Yemen se declara lista para entrar en la guerra y amenaza con cerrar Bab el-Mandeb
Ansarollah declara estar en “máxima alerta” y dispuesta a tomar el control del segundo estrecho estratégico de Oriente Medio, que conecta el mar Rojo con el golfo de Adén.
El movimiento yemení Ansarrolah —popularmente conocidos como hutíes en occidente—, anunció este jueves que está preparado para tomar el control del estrecho de Bab el-Mandeb, según la agencia iraní Tasnim. Bab el-Mandeb es una de las rutas marítimas más importantes del mundo, y los aliados yemeníes del Eje de la Resistencia controlan las zonas más importantes del país que permiten amenazar el tráfico marítimo en la zona, respondiendo a la escalada de la agresión de Estados Unidos e Israel contra Irán. Una fuente cercana a las autoridades yemeníes señala que el Movimiento Ansarrollah se mantiene en “estado de máxima alerta” y “dispuesta a intervenir directamente si la evolución del conflicto así lo requiere”. “Si hay necesidad de controlar el estrecho de Bab el-Mandeb para castigar aún más al enemigo, los héroes de Ansarollah están plenamente preparados para desempeñar un papel clave”, afirmó la fuente a Tasnim, subrayando que el las fuerzas armadas yemeníes ya han demostrado en el pasado que cerrar el estrecho es “una tarea fácil” para ellos.
La advertencia se produce mientras Estados Unidos e Israel atacan a Irán, y el país persa, en respuesta, mantiene el bloqueo de facto en el estrecho de Ormuz, por donde circula una quinta parte del petróleo mundial y hasta un 40% del petróleo disponible para la venta, según algunos expertos. Una fuente militar iraní citada por Tasnim advirtió que “si el enemigo decide tomar medidas provocadoras en el sur de Irán, podrían abrirse nuevos frentes que lo sorprenderán”. “Si el enemigo quiere actuar por tierra en las islas iraníes o en cualquier otro lugar de nuestras tierras, o infligir costes a Irán con movimientos navales en el Golfo Pérsico y el mar de Omán, le abriremos otros frentes como sorpresa para que su acción no solo no le beneficie sino que duplique sus costes”, señalaba la fuente.
El estrecho de Bab el-Mandeb, que conecta el mar Rojo con el golfo de Adén, es considerado un punto crítico para el comercio marítimo internacional, especialmente para el transporte de hidrocarburos y mercancías entre Asia, África y Europa.
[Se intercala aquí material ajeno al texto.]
PR #275, opened 2017-03-25
String transforms

### LINKED ISSUE #26: Support changing text case
A `BONText` should be able to specify that its string will be transformed to uppercase, lowercase, and title case.

ZevEisenberg:
Fixes #26.

### DIFF
--- a/Sources/StringStyle.swift
+++ b/Sources/StringStyle.swift
@@ -176,19 +176,19 @@ extension StringStyle {
         }
         let tagsApplied = NSAttributedString(string: theString, attributes: supplyDefaults(for: existingAttributes))
 
-        if let transform = transform {
-            let mutable = tagsApplied.mutableStringCopy()
-            let fullRange = NSRange(location: 0, length: mutable.length)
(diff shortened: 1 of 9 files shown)


Sources/StringStyle.swift
```diff
@@ -173,7 +174,21 @@ extension StringStyle {
                 return attributedString
```
ZevEisenberg: #? @KingOfBrian this is working, but how? If we return here, we won't ever get to the transform. I built this the other night, and everything seems to be working, but I can't see how.

KingOfBrian: The XML Builder will call this again and again as it builds the XML string.

Sources/XMLBuilder.swift
```diff
@@ -322,33 +328,54 @@ class XMLBuilder: NSObject, XMLParserDelegate {
         xmlStylers.removeLast()
     }
 
+    func foundNew(string theString: String) {
+        let newAttributedString = topStyle.attributedString(from: theString)
+        attributedString.append(newAttributedString)
+    }
```
KingOfBrian: Should be able to pull more logic in here, a bunch of duplication below.

PR #288, opened 2017-05-05
Update README.md

kviksilver:
Currently README uses badge pointing to default CircleCI png for project, ant that one is showing status of last build. That means when there is a failure in last PR job but master job still passes, badge will be wrong. This changes it to use master branch badge.


ZevEisenberg:
Wow, great workaround! I had given up on having the badge always green. Thanks!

Un eventual cierre o control militar de esta vía tendría impactos inmediatos en las cadenas de suministro internacionales y en los precios energéticos, sumándose al bloqueo de Ormuz que ya ha disparado la inflación mundial y llevado a la OCDE a recortar sus previsiones de crecimiento. La posibilidad de que ambas arterias principales del comercio marítimo en la estratégica zona de Asia Occidental queden bajo amenaza simultánea configura un escenario de estrangulamiento de las rutas energéticas internacionales prácticamente sin precedentes, con implicaciones directas para Europa, Asia y todas las economías dependientes del crudo.
La advertencia de Ansarollah se inscribe en la estrategia del Eje de la Resistencia de abrir múltiples frentes para responder a la ofensiva militar conjunta de Estados Unidos e Israel contra Irán. Desde octubre de 2023, Yemen ha implementado un bloqueo marítimo en el mar Rojo contra embarcaciones vinculadas a Israel, ejecutando más de 100 ataques que causaron un impacto considerable en la economía israelí y en sus aliados. La escalada actual, con la amenaza de controlar Bab el-Mandeb, evidencia que el conflicto trasciende las fronteras de Irán y se convierte en una disputa por el control de los pasos más sensibles. Mientras Washington y Tel Aviv intensifican su agresión, los países y grupos que apoyan a Irán recuerdan que cuentan con la capacidad para golpear los intereses económicos de las potencias occidentales en sus puntos más vulnerables, transformando una guerra de bombardeos localizada en una confrontación asimétrica de desgaste a escala global.